Oct 7, 2008
Skinny Mocha Latte and a Crisis and Issues Team Please
So some of you will have noticed that the old blog hasn’t been in its best state recently. Between work, a holiday and work I really haven’t had time to show it the love and tenderness it deserves. But I am still here and remarkably have found 10 minutes to myself and thought I would post a note around a topic I was discussing yesterday on Twitter – The Great Drain Robbery, or, in non-Sun speak, the fact that Starbucks has been caught wasting millions of litres of water every day.
I won’t go into the story itself, you can read it here. What is interesting though is how quickly the flames of such a potentially damaging story have been doused. Yesterday this was a front page story and appeared across a number of nationals and online publications. Today though, not a whimper. More than that though, a quick search on Google News reveals less than 30 articles. On BlogPulse and the various Twitter trend trackers the story barely raises a squeak!

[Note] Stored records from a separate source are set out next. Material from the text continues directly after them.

PR #393, opened 2020-10-13
chore: make resource lookup faster

crookse:
## Description

* Makes lookup for resources faster without using a loop over an array of resources. Resources now use the `IndexService` class in https://github.com/drashland/services/tree/master/index repo.
* Caches request URL paths and associates them with resources. This makes subsequent requests to the same URLs faster.
* Adds benchmarks in the CI.
* Organizes `addHttpResource()` -- puts parsed paths logic into `protected` methods under semantic method names

## Benchmarks

Command used: `wrk -c 40 -d 10 http://localhost:1447/10000` (to search for the last resource in the `Map`)
App type: Hello world
Number of resources loaded into the server: 10k

```
MASTER BRANCH
526 requests in 10.07s, 50.85KB read
Requests/sec:     52.21

THIS BRANCH
284449 requests in 10.10s, 26.86MB read
Requests/sec:  28161.97
```

Command used: `wrk -c 40 -d 10 http://localhost:1447`
App type: Hello world
Number of resources loaded into the server: 1

```
MASTER BRANCH
281967 requests in 10.00s, 22.86MB read
Requests/sec:  28191.94

THIS BRANCH
285477 requests in 10.01s, 23.14MB read
Requests/sec:  28511.35
```


ebebbington:
@crookse dont suppose you could add what the results were before, just so we can compare them again? Sorry

crookse:
> @crookse dont suppose you could add what the results were before, just so we can compare them again? Sorry

done. it's in the description

ebebbington:
> > @crookse dont suppose you could add what the results were before, just so we can compare them again? Sorry
> 
> done. it's in the description

Cheers, sorry to be a pain, just thought it’d be easier to understand

src/http/server.ts
```diff
@@ -53,6 +53,12 @@ export class Server {
    */
   public port: number = 1447;
 
+  /**
+   * A property to hold all paths associated with their resources for lookups
+   * during the request-resource lifecycle.
+   */
+  protected paths: any = {};
```
Guergeiro, line 60: Can't we strongly type this? If not, please change it to `unknown`. Let's start avoiding `any`.

src/http/server.ts
```diff
@@ -758,32 +758,35 @@ export class Server {
...
-        if (pathMatchesRequestPathname == null) {
-          continue;
-        }
-
-        pathMatchesRequestPathname.shift();
-        const pathParamsInKvpForm: { [key: string]: string } = {};
-        pathObj.params.forEach((paramName: string, index: number) => {
-          pathParamsInKvpForm[paramName] = pathMatchesRequestPathname[index];
-        });
+    let resource = undefined;
```
Guergeiro, line 761: We should avoid using `let`, if possible, because it leads to a possible variable assignment deep in the logic that we might forget about. This could be avoided with early return statements.
If possible, I would prefer if a quick refactor in this function.

src/http/server.ts
```diff
@@ -758,32 +758,35 @@ export class Server {
...
+      const pathParamsInKvpForm: { [key: string]: string } = {};
+      resource.paths_parsed.forEach(
+        (pathObj: Drash.Interfaces.ResourcePaths) => {
+          pathObj.params.forEach((paramName: string, index: number) => {
+            pathParamsInKvpForm[paramName] = pathMatchesRequestPathname[index];
+          });
+        },
+      );
+      request.path_params = pathParamsInKvpForm;
+      break;
```
Guergeiro, line 786: This break statement is here because...? Basically we only iterate one time the for loop.

Guergeiro (changes requested):
Some nitpicking by my part. I would say priority is handling the `break` statement, followed by strongly typing `paths` and at last (and this is really nitpicking) the function refactor (which I'm okay with since it's more about style).

src/http/server.ts
```diff
@@ -758,32 +758,35 @@ export class Server {
...
+    for (const regex in this.paths) {
+      if (regex === "/" && request.url_path === "/") {
+        resource = this.paths[regex];
+        break;
+      }
 
-        request.path_params = pathParamsInKvpForm;
-        return resource;
+      const pathMatchesRequestPathname = request.url_path.match(
+        regex,
```
saragee3, line 769: nitpick: do we have a linter rules for this? why is this singular arg on a new line? imo doesn't make it more readable. same with line 779, seems like we should have a bit of consistency here esp because 780 has 2 args on the same line?

src/http/server.ts
saragee3: this makes sense. do we want to move toward a functional approach in general? 

@crookse can you link me to the test file for this function?

src/http/server.ts
crookse: 43bb3a4

src/http/server.ts
crookse: @Guergeiro, 00c7219

@saragee3, we could go with a functional approach, but this is the only place this kind of iteration happens? here's the test file and the test suite that covers this method: https://github.com/drashland/deno-drash/blob/7be08137fa581c7089f604117aa06ee48d1af585/tests/unit/http/server_test.ts#L55

src/http/server.ts
crookse: we iterate until we find a matching resource. if the resource is found, then we return that resource. if you look further up the method, you'll see see this:

```typescript
      const pathMatchesRequestPathname = request.url_path.match(
        regex,
      );
      if (pathMatchesRequestPathname == null) {
        continue;
      }
```

if the current regex path is not matched with the requested path, then we know that the resource associated with the regex path is not the resource, so we continue and iterate again

src/http/server.ts
crookse: the formatting is done by the `deno fmt` command. that command is also in the CI process

crookse: i should also mention that the CI fails if your code doesn't pass the `deno fmt` command

src/http/server.ts
Guergeiro: Hummm... I see.

crookse: do you think a while loop would be faster? lol...

crookse: @Guergeiro @ebebbington @saragee3 , i just tried the code using a while loop. not seeing much of a difference. if anything it's a little bit slower. maybe while loop is faster using a larger array?

ebebbington:
@crookse remember to. add a `major`/`minor`/`patch`/`chore` label :) and prefix pr title with `<type>: ...`

src/http/server.ts
Guergeiro: That might be just some weird stuff. In terms of speed, they're both O(n).

saragee3 (dismissed):

src/http/server.ts
crookse: now using a string as an index. we search the string for indices that are associated with resources. once an index is found, we can use that index to `.get()` on the resource Map.

crookse:
putting this on hold. going to make an index service in drashland/services repo

crookse:
note to self: count slashes

```
{
   'test///': TestResource
}
```

crookse:
this is ready for review. i'm not adding anymore changes

src/http/server.ts
```diff
@@ -758,31 +760,246 @@ export class Server {
...
+    if (split.length > 1) {
+      if (urlWithoutParam[0] == "" || urlWithoutParam[0] == "/") {
+        urlWithoutParam = "/" + split[1];
+      } else {
+        urlWithoutParam = split[0];
       }
     }
+
+    try {
+      return this.resource_index_service!.getItem("\\^" + urlWithoutParam);
```
crookse, line 999: this should return an object like the following

```
{
  id: 1,
  search_term: some regex path,
  search_input: some path,
  result: the value of the id in the lookup table
```

this prevents us from having to first find the index of an item and then taking that index and searching the lookup table. the index service should do all this for us. if we search for something, then it should return results from the lookup table and information about the search (the search input used and the id of the item in the lookup table, etc)

src/http/server.ts
```diff
@@ -758,31 +760,246 @@ export class Server {
...
+      request.url_path,
+    );
+
+    // No resource found? GTFO.
+    if (!resourceLookupInfo) {
+      return resource;
+    }
+
+    if (resourceLookupInfo) {
+      resourceLookupInfo.forEach((result: ISearchResult) => {
```
crookse, line 789: we should use a while loop here for performance

src/http/server.ts
crookse: 5a694d2

src/http/server.ts
crookse: 5a694d2

src/exceptions/invalid_path_exception.ts
```diff
@@ -0,0 +1,20 @@
...
+  //////////////////////////////////////////////////////////////////////////////
+
+  /**
+   * Construct an object of this class.
+   *
+   * @param message - (optional) The exception message.
+   */
+  constructor(message?: string) {
+    if (!message) {
+      message = "Path must to be a string.";
```
ebebbington, line 16: oh just came across this - typo?

src/http/server.ts
```diff
@@ -556,114 +576,52 @@ export class Server {
...
+        paths = this.getResourcePaths(path);
       }
-    }
 
-    resourceClass.paths_parsed = newPaths;
+      resourceParsedPaths.push(paths);
+
+      // Include the regex path in the index, so we can search for the regex
+      // path during runtime in `.getResourceClass()`
+      this.resource_index_service.addItem(paths.regex_path, resourceClass);
```
crookse, line 621: adding an item should take in an array of items so that search terms can be built in one call

src/http/server.ts
```diff
@@ -758,32 +752,241 @@ export class Server {
...
+  /**
+   * Has the request URL path in question been handled previously? That is, a
+   * resource was found for it and an association was stored in the CACHED
+   * resource lookup Map.
+   *
+   * @param urlPath - The request URL path in question.
+   *
+   * @returns True if handled previously; false if not.
+   */
+  protected requestUrlWasHandledPreviously(urlPath: string): boolean {
```
crookse, line 943: no need for this (just put this one liner in where it's being called)

src/http/server.ts
```diff
@@ -758,32 +752,241 @@ export class Server {
...
+    return this.cached_resource_lookup_table.has(urlPath);
```
crookse, line 944: index service should handle caching

src/http/server.ts
```diff
@@ -758,32 +752,241 @@ export class Server {
...
+   *
+   * @param urlPath - The request URL path to match to a resource.
+   * @param index - The index to search. This index contains associations
+   * between all regex paths that the server is handling and indices to
+   * resources in the resource lookup Map.
+   *
+   * @returns Lookup information on a resource or undefined if not found in the
+   * index that is used for the lookup information.
+   */
+  protected getResourceLookupInfo(
```
crookse, line 959: this doesn't return lookup info. it returns matching resources. this method name should be changed to reflect that.

src/http/server.ts
```diff
@@ -758,32 +752,241 @@ export class Server {
...
+    urlPath: string,
+  ): Map<number, ISearchResult> {
+    const url = urlPath.split("/");
+
+    if (url[url.length - 1] == "") {
```
crookse, line 964: theses array manipulations should be documented with comments so that developers know what's going on

src/exceptions/invalid_path_exception.ts
crookse: 3cdf23caf75817

src/http/server.ts
crookse: finding: it was found that drash having its own cache was faster than the index service managing a cache

src/http/server.ts
crookse: disregard last comment. we're now using the IndexService. see the description in this PR for more information about how that service works. it's documented

src/http/server.ts
crookse: removed in 0203af5; no more caching logic needed (index service handles caching)

src/http/server.ts
crookse: removed in 0203af5 (no need for this since code was consolidated)

src/http/server.ts
crookse: these have been documented. see 0203af5. also, see getResourceClass()

src/http/server.ts
crookse: @Guergeiro, still reviewing?

src/exceptions/invalid_path_exception.ts
```diff
@@ -0,0 +1,20 @@
...
+   * Construct an object of this class.
+   *
+   * @param message - (optional) The exception message.
+   */
+  constructor(message?: string) {
+    if (!message) {
+      message = "Path must be a string.";
+    }
+    super(message);
+  }
```
Guergeiro, line 19: Syntax sugar:
```ts
constructor(message: string = "Path must be a string."){
  super(message);
}
```

Guergeiro (approved):
Looks good to me.

src/exceptions/invalid_path_exception.ts
crookse: 7c74004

I’m not going to judge Starbucks on this as I don’t know the ins and outs of the issue however given how prevalent environmental issues are within today’s media, their PR and crisis teams have to be commended for a job well done. Yesterday’s news really has become today’s fish and chip paper!
It is worth pointing out that they did get a small helping hand with Palin misquoting one of their coffee cup quotes the other day. It may not have sold lattes but it certainly deflected some of the attention off the running taps!

Two things spring to mind… One is the line from the article “It was considering other alternatives and cut its water use per square foot this year” – surely you can easily claim this just by building bigger stores? If a new store is 100 sq ft bigger than it would have been, they still only have one dipper well, so yeah they’re using less water per square foot…
Two is that Starbucks have only come under fire because people can see this tap. What about the hundreds, possibly thousands, of restaurants across the country that have constantly running taps for things like defrosting? And a constantly-fed potwash machine? No-one notices this massive waste of water because you can’t see it.